In Audubon’s online magazine, “What Happens to Florida’s Coral Reefs, Mangroves and Seagrass if the Oil Spill Hits?” (May 13, 2010) James Fourqurean, a marine ecologist from Florida International University, says, “… “seagrasses themselves seem to be relatively resistant to oil… The only time the seagrass plants themselves are really drastically harmed by those oil spills are when the oil actually ponds up at low tide at inches deep across the sea grass bed.” A critic notes of Fourqurean, “… that’s the same scientist who produced a NOAA funded report on the nearshore habitats of the Keys a few years ago wherein he said their “study” couldn’t document any signs of human-induced impacts to the nearshore seagrasses of the Keys.”

Everyone has their own version of history. That much is clear to the wise. And it is also abundantly clear that scientific baselines have been shifting so dramatically in the Florida Keys and Gulf over the past twenty years, there is scarcely anything in near shore waters that resembles natural history as it existed only a few decades ago. The same is true of coastal Louisiana. Environmental groups, welded to win-win scenario planning, public-private partnerships with industry and often polluters, struggle to find up from down in a world where Arcadia is mostly available in Orlando theme parks for a price.

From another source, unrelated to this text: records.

PR #5353, opened 2026-08-17
Fix broken test with exact comparisons

pbrubeck:
# Description
Fix for a broken test comparing bit-identity of assembled vs matrix-free KSP.

The test originally compared two `ksp_monitor_short` files, and now that it has been deprecated it no longer prints the short residual. https://gitlab.com/petsc/petsc/-/merge_requests/9434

If any president has a “true north”– take away all the prerequisites of office, the cocoon of presidential privilege and power–if any president has the capacity to feel the moral outrage; not just of the Deepwater Horizon catastrophe but of the global consequences of climate change, Barack Obama should. And what his outrage should tell him is that the time for federal authority to stop playing fast and loose with environmental policies and laws. Deepwater Horizon magnifies the urgency. There is a good reason that BP has been allowed by the federal government and agencies to run the show in the Gulf of Mexico. Government, with failure built into its operation and capacity, has been infested with fear, paranoia, careerism and padded with inefficiency for so long, and pushed down by industry and the wages of lobbyists, that the question arises: who is there to make decisions except by committee, except by waffling. Is there anyone willing to pick up the lance and sword and lead? Or, is the battle we are observing, simply to be the last man standing?